Posiedzenie zarządu rozpoczęło się w środę o godz. 8; mniej więcej po trzech godzinach ogłoszona została przerwa. Obrady mają zostać wznowione wieczorem.
"Nie ma jeszcze decyzji, pracujemy. Dyskusja jest dobra, ciekawa. Jeszcze nie wszyscy się wypowiedzieli, więc mamy przerwę" - powiedział PAP poseł Czesław Mroczek, jeden z partyjnych konserwatystów.

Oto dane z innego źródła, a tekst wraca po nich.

PR #190, opened 2015-07-31
LVM cache creation

vpodzime:
Commits that add support for creation of cached LVs plus two minor changes that make things a bit nicer. Please note that I'm intentionally leaving the changes in the last commit as a standalone commit as it needs some attention.

### DIFF
--- a/blivet/blivet.py
+++ b/blivet/blivet.py
@@ -917,10 +917,12 @@ class Blivet(object):
         """
         thin_volume = kwargs.pop("thin_volume", False)
         thin_pool = kwargs.pop("thin_pool", False)
-        vg = kwargs.get("parents", [None])[0]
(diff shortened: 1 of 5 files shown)


vpodzime:
Fixed a pylint warning.

vpodzime:
New version using PV devices instead of just their names.

vojtechtrefny:
Looks good to me.

dwlehman:
Some unit tests to go along with this would be really nice.

vpodzime:
> Some unit tests to go along with this would be really nice.

I'll definitely implement some once this gets merged and has some "final" state. I first wanted to catch up with rhel7-branch and its support for LVM cache. Now I can work on both unit tests and kickstart tests for anaconda.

Jak dodał, w posiedzeniu "nie ma ładunku emocji". "Wszystko idzie spokojnie" - zaznaczył Mroczek. Według niego przerwa w obradach spowodowana jest koniecznością wypełnienia obowiązków służbowych przez część członków zarządu.
Zarząd PO zebrał się w siedzibie partii w Warszawie; część jego członków uczestniczy w obradach zdalnie.
Podczas środowego posiedzenia - jak wynika z informacji PAP - zaprezentowany został projekt stanowiska, który przygotował zespół pod kierownictwem wicemarszałek Sejmu Małgorzaty Kidawy-Błońskiej. Zespół rekomenduje w nim prawo do aborcji do 12. tygodnia, jednak po wyczerpaniu szeregu procedur, m.in. rozmowy z lekarzem i z psychologiem.
W pakiecie znalazły się ponadto postulaty dotyczące wszechstronnej pomocy dla matek oraz edukacji seksualnej, refundacji in vitro i antykoncepcji oraz dostępności tabletki "dzień po" bez recepty.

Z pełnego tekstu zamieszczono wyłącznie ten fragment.